Display could be on a shelf or hanging, and to make sure the bottoms of the boxes aren't blank I made more of the planet.

Moon

Marsh

Ganymede


Self Portrait


Volcano


Bog


Urban Hipster Space Turtle


Some sort of dispute over parking ...


Chance Encounter


Lost in the Space Swamp


The Lovely Dr. Chandra Lakes, and her ingenious Plutonium Energizer Module. The power of which, in the wrong hands, could destroy entire worlds ...

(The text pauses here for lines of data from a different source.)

PR #738, opened 2015-07-31
16-Bit: Fix unsigned (long) 16-bit vs 64-bit problem

arstrube:
The macro serves as documentation; I could do a comment instead ;-)


basvodde:
Why not just add the cast? Why the #define?

arstrube:
I thought I'd answered that question in my description above :-/

I am happy to do just the cast, but then I would want a comment, because most people don't think of 16-Bit targets, and they'll just kindof go: Why the hell cast? and want remove it. So if you could live with
```c++
add("    %04lx: ", (unsigned long) currentPos); // cast for 16-bit system
```
I'd be more than happy to change it.

basvodde:
Yeah, I prefer that, especially as we're adding the 16bit in travis in the future.

arstrube:
okay; will do

basvodde:
Can you remove the comment?

The cast isn't just for 16bit systems, right? It is just to properly match the types. It doesn't really matter it is 16 bit or 8bit or perhaps 256bits in the future. Or am I misunderstanding this?

arstrube:
I guess you're right.

arstrube:
Done.

PR #745, opened 2015-08-01
Add Dos/Platform.h and checks for defined(__X86__)

arstrube:
Not sure that one should add Platform.h when it isn't actually used yet -- but there it is.

The defines are there because we can't fork under DOS ;-)


arstrube:
I would like to replace all those individual checks with `ifndef HAVE_FORK`. This works fine with Automake, Visual Studio and generally all external IDE's and build systems. On those systems, HAVE_FORK won't be defined, and one can simply define it, if one needs fork() and the system supports it.

However, I couldn't figure out how to get cmake to correctly set HAVE_FORK. So the cmake-based builds fail. Ideas, anyone? @jgonzalezdr, perhaps?

arstrube:
Will open new PR as soon as I have cmake sorted out.....

PR #746, opened 2015-08-01
Renamings

arstrube:
As agreed upon.


arstrube:
Uhh... sorry. There should have been something about 31 bytes max length in the commit messages.

basvodde:
Thanks!

I'll need the VS update also when splitting the MockSupport. You saw the first splitted PR, right?

arstrube:
Yup, I saw the splitted PR. The basic principle is fine. In the end though, I need to be able to split roughly like I outlined. So right now, there's no point trying to merege it in my watcom branch. 

I think it will work; execpt for the third file -- will remain to be seen whether it can fit with eithr of the other two. I'd like to avoid having seven executables. Six is bad enough ;-)

PR #747, opened 2015-08-02
Remove redundant Platforms/Xxx/Platform.h

arstrube:
Was: Add Dos/Platforms.h.


basvodde:
Do we need a Platform.h?

arstrube:
No, not at this point. But it seems all platforms have one, whethere they need it or not?

basvodde:
So far, we've attempted to avoid depending from platform independent code to platform dependent code (in #include). So, guess the others can safely be removed?

arstrube:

Crackle Paste, Glass Bead Gel, Clear Granular Gel, Cobalt Blue, Green Gold Fluid Acrylics, Iridescent Acrylic Blue Green and Pearl, buckets of Micaceous Iron Oxide, Matte Heavy Gel Medium and Clear Tar Gel (love it!!), Pyrrole Orange Fluid Acrylic and Cadmium Orange Red for space suits, Iridescent Copper Light Fluid and Iridescent Copper Fine in full body for priming the plastic figures (the bits of ground up metallic looking stuff sticks better), Iridescent Stainless Steel for gritty "used universe" metallic surfaces, Bone Black Fluid Acrylic for darkening tones, Carbon Black Fluid Acrylic for outlines, Indian Yellow Hue Fluid Acrylic for that Martian sky, and cotton wadding for volcano ejecta or atmospheric inversion. Just in case you were wondering what I'd used. Boxes nicked off Amazon at 12 for $25. Go Fish.